### Problem to solve:
Using the entries below, write out the line with "vishiy, line 23: wont", the line with "This is urgent", and every line in between, exactly as each is written.

───── Given records ─────

PR #2958, opened 2024-09-24
fix: binary release

csatib02:


lgecse (approved):

.github/workflows/artifacts.yaml
```diff
@@ -213,9 +213,9 @@ jobs:
           if_false: make binary-snapshot
 
       - name: Build
-        run: nix develop --impure .#ci -c ${{ steps.build-command.outputs.value }}
-        env:
-          GITHUB_TOKEN: ${{ secrets.GITHUB_TOKEN }}
```
larsks, line 218: Why does setting the environment variable here not work? Does `nix develop ...` reset the environment?

csatib02: IDK for sure...
There is something to do with Goreleaser-cross, this is the first time we are releasing with that.
According to this example repo: https://github.com/goreleaser/goreleaser-cross-example it reads from an env-file, taking a wild guess it is because with Goreleaser-cross the whole release is done in a distinct container.

https://github.com/bank-vaults/bank-vaults/actions/runs/11016261582/job/30592704732

PR #313, opened 2022-10-28
Switch to a Mariner-based and multiarch container image

gracewehner:
Latest version for testing: **5.4.0-grace-marinerv2-11-03-2022-03f37bfe**

Previous Mariner PR: https://github.com/Azure/prometheus-collector/pull/211

Mariner:
- Dockerfile changes to use mariner instead of ubuntu base image. This now uses the Docker multi-stage build to use the package manager with the regular mariner base image to install our dependencies, and then copy them over into the distroless container
- Changes to setup.sh and main.sh due to the package manager being tdnf and so the install commands are different. The commands/parameters to run some executables are also different
- Extra files needed for crontab and logrotate that are included by default for ubuntu but not mariner
- Extra files needed for the mariner-extras repo to install ME and mdsd. Other mariner repos are included on the container by default
- Add telemetry for Mariner host nodes
- New internal doc to explain more about mariner development and the differences between it and ubuntu

Multiarch:
- Build otelcollector, prom-config-validator, and fluent-bit plugin with the Mariner-based golang container so we can build for both AMD64 and ARM64 without needing an ARM64 environment
- Change docker build commands for multiarch and adding TARGETOS, TARGETARCH arguments to dockerfile to designate when to split off building for either AMD64 or ARM64 when installing packages
- Add telemetry for ARM64 nodes
- New internal doc to explain more about building multiarch images

Other:
- Tweak ME config settings to fix ContentLengthLimitExceeded GIG issue. This is also seen in our current prod ubuntu-based image
- Refactor our core capacity count telemetry so that less code is repeated

Image size comparisons:

- ubuntu-based image (our current prod image size): 882.36MB
- non-distroless mariner-based multiarch image: 1.3GB
- distroless mariner-based multiarch image: 597.54 MB


otelcollector/metricextension/me.config
```diff
@@ -11,9 +11,9 @@
       "honorResourceAttributes":true,
       "maxReceiveMessageSizeMBytes": 12
    },
-   "publicationIntervalInSec":30,
+   "publicationIntervalInSec":20,
    "maxPublicationAttemptsPerMinute":12,
-   "maxPublicationPackageSizeInBytes":100000000,
+   "maxPublicationPackageSizeInBytes":2000000,
```
vishiy, line 16: any impact on the scale tests, Grace for moving to 2mb from 100mb ?

otelcollector/scripts/main.sh
```diff
@@ -286,27 +294,26 @@ echo_var "OTELCOLLECTOR_VERSION" "$OTELCOLLECTOR_VERSION"
...
-#get ruby version
-RUBY_VERSION=`ruby --version`
-echo_var "RUBY_VERSION" "$RUBY_VERSION"
-
-echo "Starting telegraf"
+echo "starting telegraf"
 if [ "$TELEMETRY_DISABLED" != "true" ]; then
-  /opt/telegraf/telegraf --config /opt/telegraf/telegraf-prometheus-collector.conf &
-  TELEGRAF_VERSION=`/opt/telegraf/telegraf --version`
+  telegraf --config /opt/telegraf/telegraf-prometheus-collector.conf &
```
vishiy, line 299: doesn't mdsd drop telegraf as well? Isn't better to point to the right telegraf's path when starting it ?

otelcollector/metricextension/me.config
gracewehner: Things look good with this combined with decreasing the publication interval from 30s to 20s as Emre recommended. For the image from this PR vs our last scale testing, the perf has improved with the same benchmarks for scraping all default targets on a large cluster: 1.7 Gi before vs 1.4 Gi now and 1.1 cores vs. 500mc now for replicaset and confirmed it's the same total amount of metrics are being sent

otelcollector/scripts/main.sh
gracewehner: Yes right now we are removing it though in setup.sh. I will add the full path just in case though, good point

otelcollector/metricextension/me.config
vishiy: thanks grace

vishiy (approved):

vishiy (approved):

PR #354, opened 2023-01-05
Upgrade dependencies

gracewehner:
- Upgrade otelcollector, ME, and mdsd
- Fix external labels bug in otelcollector
- Fix file rotation in distroless so that the correct permission and execute paths are set for cron


otelcollector/scripts/setup.sh
```diff
@@ -36,12 +36,13 @@ gem install re2
 
 echo "Installing mdsd..."
 if [ "${ARCH}" != "amd64" ]; then
-  wget https://github.com/microsoft/Docker-Provider/releases/download/mdsd-mac-official-06-13/azure-mdsd_1.19.3-build.master.428_aarch64.rpm
-  sudo tdnf install -y azure-mdsd_1.19.3-build.master.428_aarch64.rpm
+  wget https://github.com/Azure/prometheus-collector/releases/download/azure-mdsd-1.23.3/azure-mdsd_1.23.4-build.master.28_aarch64.rpm
```
vishiy, line 39: grace, mdsd is still not part of mariner packages ?

otelcollector/prometheusreceiver/config.go
```diff
@@ -18,7 +18,7 @@ import (
 	"encoding/json"
 	"errors"
 	"fmt"
-	"io"
+	"net/url"
```
vishiy, line 21: grace, can you add it somewhere the version & commit we have been synced to for prom receiver ?

gracewehner: Right, thanks I updated the files we have for prom-version and otelcollector version. The prom receiver is synced to the v0.66.0 tag (same as the otelcollector version) so there are no conflicts

otelcollector/scripts/setup.sh
gracewehner: It is but the version with the fix for the extra error logging hadn't been published yet as a Mariner package at the time, so mdsd team sent over the RPMs for 1.23.4. 1.23.5 (there's no mariner package for 1.23.4) is now published, but this may reset some testing :) I'm happy to change it and re-test, or I'll add a task to switch it back over for the next release?

.trivyignore
```diff
@@ -40,3 +40,4 @@ CVE-2022-46146
 # kube-state-metrics
 # bin/node_exporter
 CVE-2022-32149
+CVE-2022-41717
```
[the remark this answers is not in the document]
gracewehner: Thanks, removed the CVE for otelcollector/promconfigvalidator. For ME and mdsd there weren't any CVEs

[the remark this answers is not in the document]
vishiy: ok thank you.

otelcollector/scripts/setup.sh
vishiy: ok we can pick up next time.

vishiy (approved):

PR #376, opened 2023-02-01
fix: only import proper certificate files

bragi92:


otelcollector/build/windows/scripts/main.ps1
```diff
@@ -367,8 +367,15 @@ function Set-CertificateForME {
     Copy-Item -r /etc/config/settings/akv /opt/akv-copy
 
     Get-ChildItem "C:\etc\config\settings\akv\" |  Foreach-Object {
-        if (!($_.Name.startswith('..'))) {
-            Import-PfxCertificate -FilePath $_.FullName -CertStoreLocation Cert:\CurrentUser\My > $null
+        # check if child is a file and not a directory
```
vishiy, line 370: kaveesh - what was the issue here ? we are trying to import anything in there ? But everything in there should be certs, isnt it ?

bragi92: The below list is what we're iterating on to import. Previously it only had the PFX file and the directories so I was ignoring the directories and importing the certificate. Now it looks like two null .crt and .key files are also being mounted in the container which throw an error when I try to import them since they're null. I've update it so that I try to import any non null file within the said folder.

image

vishiy: ok. thanks. is this only an issue on windows ?

vishiy: thanks.

vishiy (approved):

PR #377, opened 2023-02-02
AKS addon HTTP Proxy Support

gracewehner:
Support using [AKS HTTP cluster proxy settings](https://learn.microsoft.com/en-us/azure/aks/http-proxy).

The following env variables are automatically passed to the pods (even through the backdoor deployment) by AKS:
- HTTP_PROXY
- http_proxy
- HTTPS_PROXY
- https_proxy
- NO_PROXY
- no_proxy

The optional trusted CA cert is added to the node by AKS in either the directory /usr/local/share/ca-certificates/ for Ubuntu or /etc/pki/ca-trust/extracted for Mairner. We need to mount these and update the trusted certs at startup. 

Most processes will automatically recognize and use the above variables automatically.
- golang automatically recognizes these so fluent-bit and telegraf don't require any changes
- ME will automatically recognize these with "proxyDefinitionMode":1 (read from env vars)
- mdsd recognizes these but sees the optional '/' character at the end as invalid, so I am removing this at startup

Added to our telemetry from telegraf the dimension `HTTP_PROXY_ENABLED` if HTTP_PROXY is set


vishiy:
Grace, please add a work item to doc this externally for next release.

vishiy (approved):

PR #395, opened 2023-02-22
Update node disk usage alert to 85% to account default garbage col

Sohamdg081992:
diskusage
This pr updates the recommended alerts disk usage at node level to 85% because kubelet uses garbage collection at a high threshold of 85% by default and lowers it to the low threshold of 80%. 

Ref: https://k8s-docs.netlify.app/en/docs/concepts/cluster-administration/kubelet-garbage-collection/#:~:text=Users%20can%20adjust%20the%20following%20thresholds%20to%20tune,which%20triggers%20image%20garbage%20collection.%20Default%20is%2085%25.

### DIFF
--- a/mixins/kubernetes/rules/recording_and_alerting_rules/templates/ci_recommended_alerts.json
+++ b/mixins/kubernetes/rules/recording_and_alerting_rules/templates/ci_recommended_alerts.json
@@ -237,6 +237,25 @@
                         ]
                     },
                     {
+                        "alert": "Disk space usage for a node is greater than 85%.",
+                        "expression": "1 - avg by (namespace,cluster,job)(node_filesystem_avail_bytes{job=\"node\"}) / avg by (namespace,cluster,job)(node_filesystem_size_bytes{job=\"node\"}) > .85",
+                        "for": "PT5M",
+                        "annotations": {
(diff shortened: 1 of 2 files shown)


vishiy (approved):

mixins/kubernetes/rules/recording_and_alerting_rules/templates/ci_recommended_alerts.json
```diff
@@ -236,6 +236,25 @@
                             }
                         ]
                     },
+                    {
+                        "alert": "Disk space usage for a node is greater than 85%.",
+                        "expression": "1 - avg by (namespace,cluster,job)(node_filesystem_avail_bytes{job=\"node\"}) / avg by (namespace,cluster,job)(node_filesystem_size_bytes{job=\"node\"}) > .85",
+                        "for": "PT5M",
```
vishiy, line 242: there is no device & node label level group. So how does the customer know what disk in which node fired this alert ?

Sohamdg081992: Thanks Vishwa! I am going to correct this in the other pr.

PR #419, opened 2023-03-09
fix: enable windowsexporter and windowskubeproxy by default

bragi92:


otelcollector/configmapparser/tomlparser-default-scrape-settings.rb
```diff
@@ -19,8 +19,8 @@
 @nodeexporterEnabled = true
 @prometheusCollectorHealthEnabled = true
 @podannotationEnabled = false
-@windowsexporterEnabled = false
-@windowskubeproxyEnabled = false
```
vishiy, line 23: wont this generate error in windows ds where there is no windows exporter installed by default?

bragi92: Yeah, I was thinking to reduce a step for the customers where they only have to apply the windows exporter yaml but you're right.

I'll close this PR and update the instructions to apply the ama-metrics-settings configmap with the windows properties turned on.

PR #426, opened 2023-03-15
fix: Update role assignment to use azure monitor worksapces subscription

bragi92:
This is to fix a bug in our templates. The role assingment for the Monitoring Data Reader role needs to be created in the subscription of the Azure Monitor Workspace instead of the clusters subscription as the two resources can be in different subscriptions.


AddonArmTemplate/FullAzureMonitorMetricsProfile.json
```diff
@@ -358,7 +359,7 @@
       "name": "[parameters('roleNameGuid')]",
       "scope": "[parameters('azureMonitorWorkspaceResourceId')]",
       "properties": {
-          "roleDefinitionId": "[concat('/subscriptions/', variables('clusterSubscriptionId'), '/providers/Microsoft.Authorization/roleDefinitions/', 'b0d8363b-8ddd-447d-831f-62ca05bff136')]",
+          "roleDefinitionId": "[concat('/subscriptions/', variables('azureMonitorWorkspaceSubscriptionId'), '/providers/Microsoft.Authorization/roleDefinitions/', 'b0d8363b-8ddd-447d-831f-62ca05bff136')]",
```
vishiy, line 362: hi Kaveesh, whats this change for ?

bragi92: This is to fix a bug in our templates. The role assingment for the Monitoring Data Reader role needs to be created in the subscription of the Azure Monitor Workspace instead of the clusters subscription as the two resources can be in different subscriptions.

vishiy: ok got it.

vishiy (approved):

PR #441, opened 2023-04-01
Fix typo in configMap breaking pod annotation based scraping

zioproto:
This never worked, the typo was merged with the feature in PR #414


zioproto:
This is urgent because this file is linked to https://aka.ms/azureprometheus-addon-settings-configmap
in the docs page https://learn.microsoft.com/en-us/azure/azure-monitor/essentials/prometheus-metrics-scrape-configuration

gracewehner (approved):

gracewehner:
Thanks @zioproto for your PR. I see now the typo is in the code also, so we will need to keep the configmap the same for now. In the next release, we will fix the code and the configmap and also make it backwards compatible with the current spelling.

PR #614, opened 2025-02-05
sandbox: mount dev/shm

sixtyfourktec:
Some tools use this while building. E.g. the python multiprocessing library uses this for its locking mechanism.


jkloetzke:
Thanks

PR #615, opened 2025-02-10
url: fix canary name of extracted archives

jkloetzke:
With the introduction of separate download directories in 2dffbccc, the extraction canary had changed its name. This change affects the source hash in case the urlScmSeparateDownload is kept on the old behaviour, though. To keep backwards compatibility, name the canary exactly like before.


jkloetzke:
@rhubert, this fixes a regression, leading to many "Restart build due to wrongly predicted sources." problems. It will also affect uploaded artifacts in case the urlScmSeparateDownload policy is on the old behaviour!

rhubert:
:+1:  Thank's for the hint. We're not yet using this productive -> fine for me.

PR #616, opened 2025-02-12
doc: add multiple inheritance example to 'inherit'

icedieler:
This example makes it easier for non-native Python developers to understand how to inherit from multiple classes.


jkloetzke:
Thanks!

PR #617, opened 2025-02-21
Make bob archive work remotely

MarcKe:
relates to issue https://github.com/BobBuildTool/bob/issues/340

### DIFF
--- a/pym/bob/archive.py
+++ b/pym/bob/archive.py
@@ -365,6 +365,7 @@ class BaseArchive(TarHelper):
         self.__useLocal = "nolocal" not in flags
         self.__useJenkins = "nojenkins" not in flags
         self.__useCache = "cache" in flags
+        self.__managed = "managed" in flags
         self.__wantDownloadLocal = False
         self.__wantDownloadJenkins = False
         self.__wantUploadLocal = False
@@ -401,6 +402,9 @@ class BaseArchive(TarHelper):
         raise ArtifactNotFoundError()
 
     def canManage(self):
+        return self.__managed and self._canManage()
+
+    def _canManage(self):
         return False
 
     async def downloadPackage(self, step, buildId, audit, content, caches=[],
@@ -754,7 +758,7 @@ class LocalArchive(BaseArchive):
         self.__fileMode = spec.get("fileMode")
         self.__dirMode = spec.get("directoryMode")
 
-    def canManage(self):
+    def _canManage(self):
         return True
 
     def _getPath(self, buildId, suffix):
@@ -879,7 +883,7 @@ class HttpArchive(BaseArchive):
                 if not retry: return (False, e)
                 retry = False
 
-    def canManage(self):
+    def _canManage(self):
         return True
 
     def _resetConnection(self):
--- a/pym/bob/archive.py
+++ b/pym/bob/archive.py
@@ -63,6 +63,8 @@ def writeFileOrHandle(name, fileobj, content):
     with open(name, "wb") as f:
         f.write(content)
 
+def namedErrorString(name, err):
+    return "Archive '{}': {}".format(name, err)
 
 class DummyArchive:
     """Archive that does nothing"""
@@ -109,6 +111,9 @@ class DummyArchive:
 
     async def downloadLocalFingerprint(self, step, key, executor=None):
         return None
+
+    def getArchiveName(self):
+       return "Dummy"
 
 class ArtifactNotFoundError(Exception):
     pass
@@ -195,6 +200,7 @@ class JenkinsArchive(TarHelper):
 
     def __init__(self, spec):
         self.__xferArtifacts = spec.get("xfer", False)
+        self.__name = spec.get("name", "unknown name")
 
     def wantDownloadLocal(self, enable):
         pass
@@ -228,7 +234,7 @@ class JenkinsArchive(TarHelper):
             with open(self.buildIdName(step), "wb") as f:
                 f.write(buildId)
         except OSError as e:
-            raise BuildError("Cannot store artifact: " + str(e))
+            raise BuildError(namedErrorString(self.__name, "Cannot store artifact: " + str(e)))
 
         if self.__xferArtifacts:
             loop = asyncio.get_event_loop()
@@ -243,7 +249,7 @@ class JenkinsArchive(TarHelper):
                             audit, content)
                         a.setResult(msg, kind)
                 except (concurrent.futures.CancelledError, concurrent.futures.process.BrokenProcessPool):
-                    raise BuildError("Packing of package interrupted.")
+                    raise BuildError(namedErrorString(self.__name, "Packing of package interrupted."))
 
     def _uploadPackage(self, name, buildId, audit, content):
         # Set default signal handler so that KeyboardInterrupt is raised.
@@ -252,7 +258,7 @@ class JenkinsArchive(TarHelper):
         try:
             self._pack(name, None, audit, content)
         except (tarfile.TarError, OSError) as e:
-            raise BuildError("Cannot pack artifact: " + str(e))
+            raise BuildError(namedErrorString(self.__name, "Cannot pack artifact: " + str(e)))
         finally:
             # Restore signals to default so that Ctrl+C kills process. Needed
             # to prevent ugly backtraces when user presses ctrl+c.
@@ -270,7 +276,7 @@ class JenkinsArchive(TarHelper):
                 if not ret: a.fail(msg, WARNING)
                 return ret
             except (concurrent.futures.CancelledError, concurrent.futures.process.BrokenProcessPool):
-                raise BuildError("Extraction of package interrupted.")
+                raise BuildError(namedErrorString(self.__name, "Extraction of package interrupted."))
 
     def _downloadPackage(self, tgzName, buildIdName, buildId, audit, content):
         # Set default signal handler so that KeyboardInterrupt is raised.
@@ -287,7 +293,7 @@ class JenkinsArchive(TarHelper):
                 self._extract(f, audit, content)
             return (True, None)
         except (OSError, tarfile.TarError) as e:
-            raise BuildError("Error extracting binary artifact: " + str(e))
+            raise BuildError(namedErrorString(self.__name, "Error extracting binary artifact: " + str(e)))
         finally:
             # Restore signals to default so that Ctrl+C kills process. Needed
             # to prevent ugly backtraces when user presses ctrl+c.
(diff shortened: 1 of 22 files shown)


MarcKe:
I want to get some first feedback from your side.

jkloetzke:
Sure. First of all, this feature is very much appreciated. It's been on the TODO list for a long time. :+1: 

Before reviewing the code in detail, a couple of things that I noticed:

* The archive command should still support working locally. That is, it should be possible to execute the command for a local directory. This is useful to run `bob archive` as a cron-job on the storage server.
* I guess it should be possible to work on selected archive backends if there is more than one. I would even argue that it's better to require an explicit selection of the user on the desired servers and/or local directories. By doing the operation on all backends, it might lead to undesired data loss because the user was not aware it is affecting all at the same time.
* That probably requires something like a `name` attribute for a backend. This will be handy also in the DOWNLOAD/UPLOAD messages. It was always confusion if multiple backends are configured, which one exactly had a hit or miss when building. If no name is given, you simply cannot run bob-archive on it.
* Should we add a `managed` flag? You might not have the rights to enumerate or delete artifacts even though you can upload.

Code wise, I think the circular dependency between the webdav and archive modules needs to be properly resolved. IMHO, the webdav module should throw HTTP errors. That will require some adaptation in the archive module but this hack to resolve the circular dependency is, well, just a hack...

MarcKe:
> Sure. First of all, this feature is very much appreciated. It's been on the TODO list for a long time. 👍
> 
> Before reviewing the code in detail, a couple of things that I noticed:
> 
>     * The archive command should still support working locally. That is, it should be possible to execute the command for a local directory. This is useful to run `bob archive` as a cron-job on the storage server.
> 

Yes, sounds reasonable, with an option like `-l/--local`? Would that be ok?

>     * I guess it should be possible to work on selected archive backends if there is more than one. I would even argue that it's better to require an explicit selection of the user on the desired servers and/or local directories. By doing the operation on all backends, it might lead to undesired data loss because the user was not aware it is affecting all at the same time.
> 

Sounds good to me. There could be an argument like `-a/--all` to just do it like I have implemented it now.

>     * That probably requires something like a `name` attribute for a backend. This will be handy also in the DOWNLOAD/UPLOAD messages. It was always confusion if multiple backends are configured, which one exactly had a hit or miss when building. If no name is given, you simply cannot run bob-archive on it.
> 

I will have a look at this together with the explicit selection.

>     * Should we add a `managed` flag? You might not have the rights to enumerate or delete artifacts even though you can upload.
> 

I think this is also a good idea.

> 
> Code wise, I think the circular dependency between the webdav and archive modules needs to be properly resolved. IMHO, the webdav module should throw HTTP errors. That will require some adaptation in the archive module but this hack to resolve the circular dependency is, well, just a hack...

Good idea.

jkloetzke:
> Yes, sounds reasonable, with an option like `-l/--local`? Would that be ok?

Yes, sounds good.

test/test-lib.sh
```diff
@@ -154,6 +154,15 @@ expect_fail()
 	return 1
 }
 
+expect_success()
```
jkloetzke, line 157: All tests run with `set -e`. So implicitly every command is prefixed by `expect_success`.

test/unit/test_archive.py
```diff
@@ -581,6 +581,12 @@ def do_MKCOL(self):
                 self.send_response(403)
             self.end_headers()
 
+        def do_OPTIONS(self):
```
jkloetzke, line 584: That could go to a preparatory commit. Otherwise, the test adaptations, should be in the same commit that changes the code. The goal is that is must be possible to `git bisect` and run the tests at any stage...

pym/bob/cmds/archive.py
```diff
@@ -484,40 +484,52 @@ def doArchive(argv, bobRoot):
...
-            archiver = getSingleArchiver(recipes, archivespec[0])
-            if archiver.archiveCmdSupported():
-                archivers.append(archiver)
-            else:
-                raise BobError("Archiver does not support the archive command")
+    if args.local:
+        # provide local directory as backend
+        archivespec = [{"backend": "file", "path": "{}".format(os.getcwd())}]
+        archiver = getSingleArchiver(None, archivespec[0])
+        if archiver.archiveCmdSupported():
```
jkloetzke, line 507: Can this ever be false? Maybe `assert` instead...

test/black-box/archive/run.sh
```diff
@@ -18,89 +18,120 @@ function clean_output () {
...
+  popd
+  test "$found1" != "$found2"
+
+  # Make sure invalid audit meta keys are rejected
+  expect_fail run_bob build -M "!nv@l1d=key" root-alpha
+}
+# run tests with configuration with file backend
+run_tests
+# run tests with local directory
+run_tests "local"
```
jkloetzke: Missing newline at end of file.

pym/bob/input.py
```diff
@@ -2982,6 +2982,7 @@ def __init__(self):
         self.__validTypes = schema.Schema({'backend': schema.Or('none', 'file', 'http', 'shell', 'azure')},
             ignore_extra_keys=True)
         baseArchive = {
+            'name' : str,
```
jkloetzke, line 2985: The `name` attribute must be optional. Otherwise we'll break a lot of existing projects. That will also save you the test adaptions in large part I guess.

pym/bob/cmds/archive.py
```diff
@@ -486,6 +486,12 @@ def doArchive(argv, bobRoot):
 """.format(subHelp))
     parser.add_argument("-l", "--local", action='store_true',
                         help="ignore the archive configuration and work on the current directory")
+    parser.add_argument("-a", "--all", action='store_true',
+                        help="execute the command on all suitable archives in the user configuration")
+    parser.add_argument("-b", "--backends", type=str, metavar="names",
```
jkloetzke, line 491: There is an `action='append'` mode of argparse. With that, the user could just give `-b` multiple times, one for each archive.

jkloetzke (commented):
This turned out to be quite a lot of comments. I certainly did not catch everything yet but I hope you bear with me...

MarcKe:
> This turned out to be quite a lot of comments. I certainly did not catch everything yet but I hope you bear with me...

No, thank you, this is great.

pym/bob/webdav.py
```diff
@@ -0,0 +1,276 @@
+from . import BOB_VERSION
+from .errors import BuildError
+from .utils import sslNoVerifyContext
+import base64
+import http.client
+import os
+from urllib.parse import unquote, urlsplit, urlparse
+from xml.etree.ElementTree import fromstring
+
+class HttpDownloadError(http.client.HTTPException):
```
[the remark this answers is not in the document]
jkloetzke: My original idea was to just let the `http.client.HTTPException` bubble up and return the other codes. But your approach is also fine. But in this case the exceptions do not need to derive from `http.client.HTTPException`.

pym/bob/archive.py
```diff
@@ -777,6 +950,41 @@ def _openUploadFile(self, buildId, suffix, overwrite):
...
+        self.webdav.delete(filename)
+
+    def _stat(self, filename):
+        stats = self.webdav.stat(filename)
+        if not stats['cdate'] or not stats['mdate'] or not stats['etag'] or not stats['len']:
+            print("error")
+        from datetime import datetime
+        from email.utils import parsedate_to_datetime
+        import binascii
+        return struct.pack('=ddLL', datetime.fromisoformat(stats['cdate']).timestamp(), parsedate_to_datetime(stats['mdate']).timestamp(), binascii.crc32(stats['etag'].encode('utf8')), stats['len'])
```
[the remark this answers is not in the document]
jkloetzke: :face_with_spiral_eyes: As always, every server does it differently. :facepalm:  I would suggest to use the "getetag" if there is one that is not weak. Otherwise, the combination of length and last modification date looks like the best approach.

pym/bob/cmds/archive.py
```diff
@@ -23,15 +22,17 @@
...
     CUR_VERSION = 2
 
-    def __init__(self):
+    def __init__(self, archiver):
         self.__dirSchema = re.compile(r'[0-9a-zA-Z]{2}')
         self.__archiveSchema = re.compile(r'[0-9a-zA-Z]{36,}-1.tgz')
         self.__db = None
         self.__cleanup = False
+        self.__archiver = archiver
+        self.__dbName = ".bob-archive_{}.sqlite3".format(self.__archiver.getArchiveHash())
```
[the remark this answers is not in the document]
jkloetzke: I would prefer to have only one database file. In the end, the database is just a cache so it's not an issue if we change the schema. This is already anticipated with the version check...

pym/bob/archive.py
```diff
@@ -559,6 +582,119 @@ async def downloadLocalFingerprint(self, step, key, executor=None):
             except (concurrent.futures.CancelledError, concurrent.futures.process.BrokenProcessPool):
                 raise BuildError("Download of fingerprint interrupted.")
 
+    def deleteFile(self, filepath):
+        # Set default signal handler so that KeyboardInterrupt is raised.
```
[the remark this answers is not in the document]
jkloetzke: You mean the signal stuff? No, that is not necessary here.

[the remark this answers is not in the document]
MarcKe: Sorry, that comment was in pending for a long time. I was not aware that I needed to press "submit".

MarcKe:
I think I have managed to go through all your remarks.

jkloetzke:
Thanks. I'll have a look on the weekend (hopefully).

pym/bob/cmds/archive.py
```diff
@@ -23,15 +22,19 @@
 class ArchiveScanner:
     CUR_VERSION = 2
```
jkloetzke, line 23: We must bump the version because the schema changed.

pym/bob/cmds/archive.py
```diff
@@ -500,6 +500,12 @@ def doArchive(argv, bobRoot):
 """.format(subHelp))
     parser.add_argument("-l", "--local", action='store_true',
                         help="ignore the archive configuration and work on the current directory")
+    parser.add_argument("-a", "--all", action='store_true',
```
jkloetzke, line 503: I think you can use a `add_mutually_exclusive_group` for `-l`, `-a` and `-b`. That way, only one of them can be given and we do not have to define a precedence.

jkloetzke (commented):
That looks quite good already. Would it be possible to add some testing for the Webdav parts? Maybe (re)use the HTTP mock server from the unit tests to have some minimally responsive Webdav server? Otherwise this is basically all untested and I fear it will break unnoticed whenever we touch the archive stuff...

MarcKe:
> That looks quite good already. Would it be possible to add some testing for the Webdav parts? Maybe (re)use the HTTP mock server from the unit tests to have some minimally responsive Webdav server? Otherwise this is basically all untested and I fear it will break unnoticed whenever we touch the archive stuff...

Are those tests enough?
To compare the branches I used this:
https://github.com/BobBuildTool/bob/compare/ea743015fb0edea4bfce231ba21578158339fa16...7d3c0fb8df4f98166ba0a6d1ba694f0d8364e0df
Is there a better way to do that on github?

jkloetzke:
Thanks a lot!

─────

### Task solution:
vishiy, line 23: wont this generate error in windows ds where there is no windows exporter installed by default?

bragi92: Yeah, I was thinking to reduce a step for the customers where they only have to apply the windows exporter yaml but you're right.

I'll close this PR and update the instructions to apply the ama-metrics-settings configmap with the windows properties turned on.

PR #426, opened 2023-03-15
fix: Update role assignment to use azure monitor worksapces subscription

bragi92:
This is to fix a bug in our templates. The role assingment for the Monitoring Data Reader role needs to be created in the subscription of the Azure Monitor Workspace instead of the clusters subscription as the two resources can be in different subscriptions.


AddonArmTemplate/FullAzureMonitorMetricsProfile.json
```diff
@@ -358,7 +359,7 @@
       "name": "[parameters('roleNameGuid')]",
       "scope": "[parameters('azureMonitorWorkspaceResourceId')]",
       "properties": {
-          "roleDefinitionId": "[concat('/subscriptions/', variables('clusterSubscriptionId'), '/providers/Microsoft.Authorization/roleDefinitions/', 'b0d8363b-8ddd-447d-831f-62ca05bff136')]",
+          "roleDefinitionId": "[concat('/subscriptions/', variables('azureMonitorWorkspaceSubscriptionId'), '/providers/Microsoft.Authorization/roleDefinitions/', 'b0d8363b-8ddd-447d-831f-62ca05bff136')]",
```
vishiy, line 362: hi Kaveesh, whats this change for ?

bragi92: This is to fix a bug in our templates. The role assingment for the Monitoring Data Reader role needs to be created in the subscription of the Azure Monitor Workspace instead of the clusters subscription as the two resources can be in different subscriptions.

vishiy: ok got it.

vishiy (approved):

PR #441, opened 2023-04-01
Fix typo in configMap breaking pod annotation based scraping

zioproto:
This never worked, the typo was merged with the feature in PR #414


zioproto:
This is urgent because this file is linked to https://aka.ms/azureprometheus-addon-settings-configmap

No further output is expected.